— INFORMATION SHOWN —

PR #458, opened 2022-10-24
task/error to indicate not persisted claim

JGiter:
### Summary

|             |   |
|-------------|---|
| Description |  |
| Jira issue  |   |

### DIFF
--- a/packages/did-ipfs-store/src/didStore.ts
+++ b/packages/did-ipfs-store/src/didStore.ts
@@ -2,7 +2,7 @@ import { IDidStore } from '@ew-did-registry/did-store-interface';
 import fetch from '@web-std/fetch';
 import { FormData } from '@web-std/form-data';
 import { Blob } from '@web-std/file';
-import axios from 'axios';
+import axios, { AxiosError } from 'axios';
 import { values } from 'lodash';
 import {
   AddResponse,
@@ -13,6 +13,7 @@ import {
   REPLICATION,
 } from './ipfs.types';
 import { waitFor } from './utils';
+import { ContentNotFound } from './errorrs';
 
 /**
  * Implements decentralized storage in IPFS cluster. Storing data in cluster allows to provide required degree of data availability
@@ -31,7 +32,7 @@ export class DidStore implements IDidStore {
   constructor(
     private url: string,
     private headers: Record<string, string> = {}
-  ) {}
+  ) { }
 
   /**
    * @param claim stringified claim. Supported types of claim content are `string` and `object`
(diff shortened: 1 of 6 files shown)


packages/did-ipfs-store/src/didStore.ts
```diff
@@ -54,9 +55,19 @@ export class DidStore implements IDidStore {
...
-    });
+    let content: any;
+    try {
+      ({ data: content } = await axios.get(`${this.url}/ipfs/${cid}`, {
+        headers: this.headers,
+      }));
+    } catch (e) {
+      const { response } = <AxiosError>e;
+      if (response?.status === 504) {
+        throw new ContentNotFound(cid, response.statusText);
```
jrhender, line 66: @JGiter why does `504`, which indicates a Gateway Timeout, correspond to `ContentNotFound`?
```suggestion
      if (response?.status === 504) {
        throw new ContentNotFound(cid, response.statusText);
```

JGiter: My goal is to handle case when content isn't persisted and therefore response is equivalent to 404. But I haven't found a way to check this. All methods to locate or return content respond with 504 if no data found within given timeout. Sinse we are migrating to cluster consisting from comparatively not large amount of nodes, the 504 is actually means that requested data not in cluster, and not that IPFS don't have enough time to find it

packages/did-ipfs-store/src/errorrs.ts
```diff
@@ -0,0 +1,9 @@
+export class ContentNotFound extends Error {
+  constructor(cid: string, reason?: string) {
+    super(
+      `Contend with identifier ${cid} was not found in DID Store ${
```
jrhender, line 4: small typo
```suggestion
      `Content with identifier ${cid} was not found in DID Store ${
```

packages/did-ipfs-store/src/didStore.ts
jrhender: @JGiter Okay, I'm opening to adding this potentially, but I just want to understand it a little bit more. Let me try to paraphrase the behaviour you've observed to make sure I understand it correctly:

When requesting a CID from the EnergyWeb IPFS Cluster:
- if the data is available, then it is being returned
- if the data is not available, then after some time, a `504` is returned

Is the above correct ⬆️ ?

JGiter:
@jrhender 
> if the data is not available, then after some time, a 504 is returned

This is what I am currently observing. The problem is that IPFS documentation neither says nothing what `GET` returns when there is no data nor suggest a proper way to check if data exists

jrhender:
> This is what I am currently observing. The problem is that IPFS documentation neither says nothing what `GET` returns when there is no data nor suggest a proper way to check if data exists

Looking at the IPFS Gateway documentation it does seem like `504` might be the expected response when content is not found: https://github.com/ipfs/specs/blob/main/http-gateways/PATH_GATEWAY.md#504-gateway-timeout

The comment in this question suggest that this is the case as well: https://stackoverflow.com/questions/71181813/504-gateway-time-out-openresty
> The ipfs.io gateway can't find the file in the DHT, try another gateway and make sure the node with the files pinned is reachable.

So maybe this is the right approach 👍

packages/did-ipfs-store/src/didStore.ts
```diff
@@ -54,9 +55,19 @@ export class DidStore implements IDidStore {
...
-      headers: this.headers,
-    });
+    let content: any;
+    try {
+      ({ data: content } = await axios.get(`${this.url}/ipfs/${cid}`, {
+        headers: this.headers,
+      }));
+    } catch (e) {
+      const { response } = <AxiosError>e;
+      if (response?.status === 504) {
```
jrhender, line 65: what do you think of adding this comment to explain why this check/conversion?
```suggestion
      // 504 is the expected response code when IPFS gateway is unable to provide content within time limit
      // https://github.com/ipfs/specs/blob/main/http-gateways/PATH_GATEWAY.md#504-gateway-timeout
      // In other words, this is the expected response code if the traversal of the DHT fails to find the content
      if (response?.status === 504) {
```

jrhender (commented):
Looks good, just a small suggestion for documentation to explain for future readers

jrhender (approved):
Looks good, thanks @JGiter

— WORK INSTRUCTIONS —
Look through the data above and return each line where the string "specs" occurs.

— EXPECTED OUTPUT —
Looking at the IPFS Gateway documentation it does seem like `504` might be the expected response when content is not found: https://github.com/ipfs/specs/blob/main/http-gateways/PATH_GATEWAY.md#504-gateway-timeout
      // https://github.com/ipfs/specs/blob/main/http-gateways/PATH_GATEWAY.md#504-gateway-timeout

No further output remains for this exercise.